16.10 This Agreement and any Addendums and Appendices referred to in it, constitute the entire agreement between Parties and supersede all other agreements or arrangements, whether written or oral, express or implied, between Parties or either of them.
16.11 The Introducer agrees to inform Stratton Affiliates about all the facts and circumstances, it becomes aware of, that may result in undesired consequences (risks) for Stratton Affiliates.
17. No partnership or agency
17.1 Nothing in this Agreement creates a partnership or establishes a relationship of principal and agent or any other fiduciary relationship between the Parties.
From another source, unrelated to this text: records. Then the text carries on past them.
PR #2278, opened 2022-01-10
L025 with 'bigquery' dialect: Correctly interpret calling functions with a table as a parameter

### LINKED ISSUE #2030: Incorrect reporting of "Alias is never used in SELECT statement"

barrywhart:
Fixes #2030 

BigQuery already had special code to deal with some ambiguity about which portion of an object reference was the table, schema, etc. To fix this issue (BigQuery functions that take a table as a parameter), we change it again, making it even more "accepting".

The tradeoff of doing it this way (which we were already doing in L026) is that rules using this function to interpret a reference are given things that _may or may not_ be table references. In this case, that works fine. Generally, any rule using this function must be designed so that it behaves reasonably in spite of the ambiguity. (Generally, rules should "fail safe", i.e. don't "fix" code unless they know for sure how to do it safely, and don't warn unless they're sure there's an issue.)

### Pull Request checklist

  - Other.

### DIFF
--- a/src/sqlfluff/dialects/dialect_bigquery.py
+++ b/src/sqlfluff/dialects/dialect_bigquery.py
@@ -708,17 +708,33 @@ class ColumnReferenceSegment(ObjectReferenceSegment):  # type: ignore
     )
 
     def extract_possible_references(self, level):
-        """Extract possible references of a given level."""
+        """Extract possible references of a given level.
+
+        Overrides the parent-class function. BigQuery's support for things like
+        the following
+        - Functions that take a table as a parameter (e.g. TO_JSON_STRING)
+          https://cloud.google.com/bigquery/docs/reference/standard-sql/
+          json_functions#to_json_string
+        - STRUCT
+
+        mean that, without schema information (which SQLFluff does not have),
+        references to data are often ambiguous.
+        """
         level = self._level_to_int(level)
         refs = list(self.iter_raw_references())
         if level == self.ObjectReferenceLevel.SCHEMA.value and len(refs) >= 3:
             return [refs[0]]  # pragma: no cover
         if level == self.ObjectReferenceLevel.TABLE.value:
+            # One part: Could be a table, e.g. TO_JSON_STRING(t)
+            # Two parts: Could be schema+table or table+column.
+            # Three parts: Could be table+column+struct or schema+table+column.
             return refs[:2]
-        if level == self.ObjectReferenceLevel.OBJECT.value and len(refs) >= 3:
+        if (
+            level == self.ObjectReferenceLevel.OBJECT.value and len(refs) >= 3
+        ):  # pragma: no cover
             # Ambiguous case: The object (i.e. column) could be the first or
             # second part, so return both.
-            return [refs[1], refs[2]]  # pragma: no cover
+            return [refs[1], refs[2]]
         return super().extract_possible_references(level)
 
 
--- a/src/sqlfluff/dialects/dialect_bigquery.py
+++ b/src/sqlfluff/dialects/dialect_bigquery.py
@@ -738,7 +738,7 @@ class ColumnReferenceSegment(ObjectReferenceSegment):  # type: ignore
             # Ambiguous case: The object (i.e. column) could be the first or
             # second part, so return both.
             return [refs[1], refs[2]]
-        return super().extract_possible_references(level)
+        return super().extract_possible_references(level)  # pragma: no cover
 
 
 @bigquery_dialect.segment()
--- a/src/sqlfluff/dialects/dialect_bigquery.py
+++ b/src/sqlfluff/dialects/dialect_bigquery.py
@@ -717,7 +717,7 @@ class ColumnReferenceSegment(ObjectReferenceSegment):  # type: ignore
           json_functions#to_json_string
         - STRUCT
 
-        mean that, without schema information (which SQLFluff does not have),
+        means that, without schema information (which SQLFluff does not have),
         references to data are often ambiguous.
         """
         level = self._level_to_int(level)
--- a/src/sqlfluff/dialects/dialect_bigquery.py
+++ b/src/sqlfluff/dialects/dialect_bigquery.py
@@ -726,8 +726,8 @@ class ColumnReferenceSegment(ObjectReferenceSegment):  # type: ignore
             return [refs[0]]  # pragma: no cover
         if level == self.ObjectReferenceLevel.TABLE.value:
             # One part: Could be a table, e.g. TO_JSON_STRING(t)
-            # Two parts: Could be schema+table or table+column.
-            # Three parts: Could be table+column+struct or schema+table+column.
+            # Two parts: Could be dataset+table or table+column.
+            # Three parts: Could be table+column+struct or dataset+table+column.
             return refs[:2]
         if (
             level == self.ObjectReferenceLevel.OBJECT.value and len(refs) >= 3
--- a/src/sqlfluff/dialects/dialect_bigquery.py
+++ b/src/sqlfluff/dialects/dialect_bigquery.py
@@ -726,9 +726,12 @@ class ColumnReferenceSegment(ObjectReferenceSegment):  # type: ignore
             return [refs[0]]  # pragma: no cover
         if level == self.ObjectReferenceLevel.TABLE.value:
             # One part: Could be a table, e.g. TO_JSON_STRING(t)
-            # Two parts: Could be dataset+table or table+column.
-            # Three parts: Could be table+column+struct or dataset+table+column.
-            return refs[:2]
+            # Two parts: Could be dataset.table or table.column.
+            # Three parts: Could be table.column.struct or dataset.table.column.
+            # Four parts: dataset.table.column.struct
+            # Five parts: project.dataset.table.column.struct
+            # So... return the first 3 parts.
+            return refs[:3]
         if (
             level == self.ObjectReferenceLevel.OBJECT.value and len(refs) >= 3
         ):  # pragma: no cover
--- a/src/sqlfluff/dialects/dialect_bigquery.py
+++ b/src/sqlfluff/dialects/dialect_bigquery.py
@@ -711,7 +711,7 @@ class ColumnReferenceSegment(ObjectReferenceSegment):  # type: ignore
         """Extract possible references of a given level.
 
         Overrides the parent-class function. BigQuery's support for things like
-        the following
+        the following:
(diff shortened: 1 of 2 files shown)


src/sqlfluff/dialects/dialect_bigquery.py
```diff
@@ -708,19 +708,33 @@ class ColumnReferenceSegment(ObjectReferenceSegment):  # type: ignore
...
-            return [refs[0], refs[1]]
-        if level == self.ObjectReferenceLevel.OBJECT.value and len(refs) >= 3:
+        if level == self.ObjectReferenceLevel.TABLE.value:
+            # One part: Could be a table, e.g. TO_JSON_STRING(t)
+            # Two parts: Could be schema+table or table+column.
+            # Three parts: Could be table+column+struct or schema+table+column.
+            return refs[:2]
+        if (
+            level == self.ObjectReferenceLevel.OBJECT.value and len(refs) >= 3
+        ):  # pragma: no cover
```
barrywhart, line 734: Had to move the "no cover" because, by removing the ` and len(refs) >= 3` above, no we never hit this `if` statement.

src/sqlfluff/dialects/dialect_bigquery.py
```diff
@@ -708,19 +708,33 @@ class ColumnReferenceSegment(ObjectReferenceSegment):  # type: ignore
...
         if level == self.ObjectReferenceLevel.SCHEMA.value and len(refs) >= 3:
             return [refs[0]]  # pragma: no cover
-        if level == self.ObjectReferenceLevel.TABLE.value and len(refs) >= 3:
-            # Ambiguous case: The table could be the first or second part, so
-            # return both.
-            return [refs[0], refs[1]]
-        if level == self.ObjectReferenceLevel.OBJECT.value and len(refs) >= 3:
+        if level == self.ObjectReferenceLevel.TABLE.value:
+            # One part: Could be a table, e.g. TO_JSON_STRING(t)
+            # Two parts: Could be schema+table or table+column.
```
tunetheweb, line 729: I would change schema to dataset. Schema means something else in BigQuery:

```suggestion
            # Two parts: Could be dataset+table or table+column.
```

src/sqlfluff/dialects/dialect_bigquery.py
```diff
@@ -708,19 +708,33 @@ class ColumnReferenceSegment(ObjectReferenceSegment):  # type: ignore
...
+            # Three parts: Could be table+column+struct or schema+table+column.
```
tunetheweb, line 730:
```suggestion
            # Three parts: Could be table+column+struct or dataset+table+column.
```

In theory there could be four parts (dataset.table.column.struct), or even five parts (project.dataset.table.column.struct) in which case the current query won’t pick this up.

Similarly I think it could be several structs (e.g. table.struct.struct).

I wonder is it better to look at first three parts instead of last two? That should always get the table.

src/sqlfluff/dialects/dialect_bigquery.py
```diff
@@ -708,19 +708,33 @@ class ColumnReferenceSegment(ObjectReferenceSegment):  # type: ignore
     )
 
     def extract_possible_references(self, level):
-        """Extract possible references of a given level."""
+        """Extract possible references of a given level.
+
+        Overrides the parent-class function. BigQuery's support for things like
+        the following
```
jpy-git, line 714:
```suggestion
        the following:
```

src/sqlfluff/dialects/dialect_bigquery.py
```diff
@@ -708,19 +708,33 @@ class ColumnReferenceSegment(ObjectReferenceSegment):  # type: ignore
...
+        - Functions that take a table as a parameter (e.g. TO_JSON_STRING)
+          https://cloud.google.com/bigquery/docs/reference/standard-sql/
+          json_functions#to_json_string
+        - STRUCT
+
+        mean that, without schema information (which SQLFluff does not have),
```
jpy-git, line 720:
```suggestion
        means that, without schema information (which SQLFluff does not have),
```

jpy-git (approved):

test/fixtures/rules/std_rule_cases/L025.yml
```diff
@@ -102,3 +102,19 @@ test_pass_subselect_uses_alias_3:
...
+    SELECT TO_JSON_STRING(t)
+    FROM my_table
+
+test_bigquery_function_takes_table_parameter:
+  pass_str: |
+    SELECT TO_JSON_STRING(t)
+    FROM my_table AS t
+  configs:
+    core:
+      dialect: bigquery
```
tunetheweb, line 120: If you agree with above, should consider adding more test cases as described above.

tunetheweb (changes requested):

src/sqlfluff/dialects/dialect_bigquery.py
barrywhart: Will do

src/sqlfluff/dialects/dialect_bigquery.py
barrywhart: It's actually looking at the first 2, not the last 2. Will change it to the first 3, though. Good catch! 👍

test/fixtures/rules/std_rule_cases/L025.yml
barrywhart: Will do.

src/sqlfluff/dialects/dialect_bigquery.py
tunetheweb: Actually I’m having second thoughts about this now…

This rule only cares about alias’s that are unused. Therefore my suggestions of 4 and 5 aren’t valid as those are full table references and not alias references. So think you should revert back to what you originally had.

In fact is first part sufficient instead of first two parts?

barrywhart:
@tunetheweb: I added a couple of additional test cases, bringing it up to 3 tests. At first, I thought we may want 5 tests, but because this rule works with table _aliases_, the cases where the table is preceded by a dataset and/or project do not apply (because those contain _tables_, not _aliases_). Does this seem reasonable?

tunetheweb:
> @tunetheweb: I added a couple of additional test cases, bringing it up to 3 tests. At first, I thought we may want 5 tests, but because this rule works with table _aliases_, the cases where the table is preceded by a dataset and/or project do not apply (because those contain _tables_, not _aliases_). Does this seem reasonable?

Literally just figured that out myself and commented as such 😁 Does make me wonder why you need first two references though rather than just the first one?

src/sqlfluff/dialects/dialect_bigquery.py
barrywhart: I think your point was valid, in the sense that this function (on the BigQuery dialect side) deals with general object references -- it doesn't know that the caller is only interested in aliases. So I think this is reasonable for now, unless we want to get super precise and distinguish between callers asking for TABLE vs ALIAS. We _could_ do that, but it feels a bit like overengineering at this point, maybe?

tunetheweb: Ah fair point. This function potentially isn’t just for L025. Ok fine to leave as is then with three.

src/sqlfluff/dialects/dialect_bigquery.py
tunetheweb: I don’t get this. By removing part of the if statement how can we make it LESS likely the if statement is hit?

barrywhart:
@tunetheweb:
>Literally just figured that out myself and commented as such 😁 Does make me wonder why you need first two references though rather than just the first one?

If this function knew the caller wanted an alias, not just a table, the first alone would be fine. At this time, there's no way for L025 to request "alias". Instead it asks for table. We could tidy this up if you think it's important. This area of BigQuery is so "loosey goosy" 🦆  that I'm not sure it's worth the additional coding and testing effort/complexity at this time.

src/sqlfluff/dialects/dialect_bigquery.py
```diff
@@ -708,19 +708,36 @@ class ColumnReferenceSegment(ObjectReferenceSegment):  # type: ignore
...
+            # So... return the first 3 parts.
+            return refs[:3]
+        if (
+            level == self.ObjectReferenceLevel.OBJECT.value and len(refs) >= 3
+        ):  # pragma: no cover
             # Ambiguous case: The object (i.e. column) could be the first or
             # second part, so return both.
-            return [refs[1], refs[2]]  # pragma: no cover
+            return [refs[1], refs[2]]
         return super().extract_possible_references(level)
```
tunetheweb, line 741: I think this might now need a pragma no cover to fix your coverage issue?

```suggestion
        return super().extract_possible_references(level)  # pragma: no cover
```

src/sqlfluff/dialects/dialect_bigquery.py
barrywhart: Because making the `if` statement less stringent, we are more likely to enter the `if` block, which returns from the function, thus the rest of the function is skipped.

barrywhart: In other words, previously the function only exited early for TABLE and a reference length 3 or greater. Now it exits early for **any** table reference.

tunetheweb: OK but moving the no cover from here:

```py
if if_test1 and test2:
   if_clause # pragma: no cover
other_statement
```

to this:


```py
if (
  if_test1
):  # pragma: no cover
   if_clause
other_statement
```

Doesn't really have any effect. The problem was the `other_statement` was no longer being hit, so that's where the pragma needed to be added. Which you did now in https://github.com/sqlfluff/sqlfluff/pull/2278/commits/90dd808d82cd3518df47dc3428b13f8d1f9fb697

So good to approve now. You could revert this pragma change now before merging if you wanted to remove the need for the bracket and extra lines (which I presume were only added to allow the pragma to fit in?).

tunetheweb (approved):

17.2 The Introducer will not represent itself as agent of Stratton Affiliates or the Companies and the Introducer will have no authority or power to bind Stratton Affiliates or the Companies or to contract in the name of or create a liability against any of these.
18. Governing law and jurisdiction
18.1 This Agreement shall be governed by, and construed in accordance with the laws of the Cyprus.
18.2 With respect to any proceedings, the Introducer irrevocably:
18.2.1 agrees that the courts of the Cyprus shall have exclusive jurisdiction to determine any proceedings,
18.2.2 waives any objection which the Introducer may have at any time to the bringing of any proceedings in any such court, and
18.2.3 agrees not to claim that such proceedings have been brought in an inconvenient forum or that such court does not have jurisdiction over the Introducer.
18.3 Where this Agreement is issued in a language other than English, the English language version shall take precedence in the event of any conflict.